The narcissist must believe other people are envious of his ability to get a “quality” partner. Consequently, this is why they come on so strong in the beginning; they provide their target with romance like nothing they have ever experienced before and why so many victims say he seemed “too good to be true”.

Once the narcissist picks his target he will stop at nothing and do anything to make her his. The bigger the challenge, the harder he works and bigger narcissistic supply when he succeeds.

The ultimate ego boost is to make a totally independent, self sufficient, strong woman dependent solely on him. Once he has her he immediately starts to subtly whittle away at her confidence. If she dumps him it only challenges him to try harder; every time he can convince her to take him back or accept one of his lies is another shot of NS.
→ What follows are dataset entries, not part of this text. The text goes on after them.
PR #434, opened 2026-07-17
Polish publisher command center

### LINKED ISSUE #431: Polish publisher-command-center
Baselines:
- Rewrite README (currently 13 lines): what it does, who it's for, setup/config, how to use
- Rewrite description: concise, states functionality + value
- Add a "how this works" panel: surface the Visitor API Key identity mechanism ("acting as {you}; you see only the content you can manage")
- Add why-comments to the source

App-specific:
- Add backend test suite + CI
- Add frontend (Mithril) test suite + CI
- Fix N+1 in GET /api/contents
- Fix dead async error handling across components
- Guard null-date formatting crashes
- Return proper HTTP errors instead of raw 500s
- Delete or fix the broken Metrics feature; remove stray console.logs
- Bump version, CHANGELOG, checksums

amylin1249:
Fixes #431 
- Acts as the signed-in viewer through a Connect Visitor API Key -- each person only sees and manages the content they have access to, and the home screen tells you your name
- Aligns with other examples and extensions to manually display detailed setup instructions (replaces the previous one-click integration button) -- this is more robust
- Returns errors with the reason Connect reported
- Adds backend (`pytest`) and frontend (`vitest`) test suites, both run in CI
- Runs the synchronous API endpoints in a threadpool and removes the N+1 in `GET /api/contents` (per-item process counts now fetched concurrently)
- Rewrites description and README
- Removes the non-functional Metrics feature and stray dead code
- Hardens the frontend: surfaces load/action failures instead of swallowing them, guards date formatting, standardizes error wording, and fixes the rename dialog reusing a stale guid


extensions/publisher-command-center/.python-version
```diff
@@ -0,0 +1 @@
+3.12
```
dotNomad, line 1: Should this be the minimum Python version - `3.9`?

extensions/publisher-command-center/CHANGELOG.md
```diff
@@ -5,6 +5,69 @@ All notable changes to the Publisher Command Center extension will be documented
 The format is based on [Keep a Changelog](https://keepachangelog.com/en/1.1.0/),
 and this project adheres to [Semantic Versioning](https://semver.org/spec/v2.0.0.html).
 
+## [0.0.9] - 2026-07-17
+
+### Added
+
+- Backend test suite (`test_app.py`) and frontend test suite (`vitest`), both run
```
dotNomad: Let's remove non-customer facing things from the `CHANGELOG.md`

dotNomad (commented):
Looking at the configuration and doc changes this is looking good so far. I have two minor comments, and I'm still reviewing the code changes.

extensions/publisher-command-center/app.py
```diff
@@ -1,149 +1,195 @@
...
 client_cache = TTLCache(maxsize=float("inf"), ttl=3600)
 
 
-@app.get("/api/visitor-auth")
-async def integration_status(posit_connect_user_session_token: str = Header(None)):
-    """
-    If running on Connect, attempt to build a visitor client.
-    If that raises the 212 error (no OAuth integration), return authorized=False.
-    """
+@cached(client_cache)
```
dotNomad, line 25: We need to pass a lock to the cache here since `cachetools` is not thread-safe without the lock.

```
import threading

@cached(client_cache, lock=threading.Lock())
def _build_visitor_client(token): ...
```

extensions/publisher-command-center/app.py
```diff
@@ -153,47 +199,50 @@ async def destroy_process(
...
     visitor = get_visitor_client(posit_connect_user_session_token)
-
-    content = visitor.content.get(content_id)
-    job = content.jobs.find(process_id)
-    if job:
+    try:
+        content = visitor.content.get(content_id)
+        job = content.jobs.find(process_id)
+        if not job:
+            return  # already gone; nothing to stop
```
dotNomad: Nit: Looking at `content.jobs.find` if there is a missing job it 404s with a `ClientError` raised. So there isn't a case where `if not job` would happen.

If we want to have the do nothing if nothing found we can do that with something like

```
def _find_job(content, key):
    try:
        return content.jobs.find(key)
        ...
    except ClientError as err:
        if err.http_status == 404:
            return None
        raise
```

extensions/publisher-command-center/src/components/Processes.js
```diff
@@ -24,21 +23,24 @@ const StopButton = {
...
+              // stop failure, so it must not report "Couldn't stop the process".
               Processes.reset();
-              return Processes.load();
-            })
-            .then(() => {
-              m.redraw(); // Trigger UI refresh after reload
-            })
-            .catch((err) => {
-              console.error("Failed to reload processes:", err);
+              Processes.load()
```
dotNomad, line 31: Should this pass a content ID?

extensions/publisher-command-center/src/components/Processes.js
```diff
@@ -24,21 +23,24 @@ const StopButton = {
...
+                .catch((err) =>
+                  console.error("Failed to reload processes after stop:", err),
```
dotNomad, line 33: Should we do a `notifyError()` here instead?

extensions/publisher-command-center/app.py
```diff
@@ -1,149 +1,195 @@
...
+        raise _connect_http_error(err)
 
 
 @app.get("/api/contents")
 async def contents(posit_connect_user_session_token: str = Header(None)):
     visitor = get_visitor_client(posit_connect_user_session_token)
-
-    all_content = visitor.content.find()
+    try:
+        all_content = visitor.content.find()
```
dotNomad: Here is some pointed analysis from Claude after a `/code-review`

---

This route is still `async def`, so this call and the `get_visitor_client` above it block the event loop — the thing the sync conversion in the rest of this PR avoids. `content.find()` is a paginated HTTP fetch and `get_visitor_client` does a token exchange on a cache miss.

It has to stay `async` for the `gather` below, so the fix is the same `to_thread` treatment `active_jobs` already gets:

visitor = await asyncio.to_thread(get_visitor_client, posit_connect_user_session_token)
all_content = await asyncio.to_thread(visitor.content.find)

`HTTPException` propagates out of `to_thread` unchanged, so the 424/502 behavior is preserved.

extensions/publisher-command-center/app.py
```diff
@@ -153,47 +199,50 @@ async def destroy_process(
     posit_connect_user_session_token: str = Header(None),
 ):
     visitor = get_visitor_client(posit_connect_user_session_token)
-
-    content = visitor.content.get(content_id)
-    job = content.jobs.find(process_id)
-    if job:
+    try:
+        content = visitor.content.get(content_id)
```
dotNomad: Some more pointed advice from Claude

---

Same event-loop concern as the `contents` route, and heavier here: up to 34 blocking round trips (`content.get`, j`obs.find`, `job.destroy`, then a `jobs.find` per poll iteration).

There is no way of predicting who a narcissist will target,  men in my
life had criticized me for being too independent. When I met JC, he seemed so sincere and I remember thinking he loved me more than I loved him, I trusted him explicitly and I made a conscious decision to finally let a man into my life and allow myself to be vulnerable. You hear about whirlwind romances, people who find the love of their life and just “know” he’s the one. I thought I had found “the one”.By the time I realized he had made me totally dependent on him by sabotaging my vehicle, isolating me from family and friends and subtle manipulation I was in too deep.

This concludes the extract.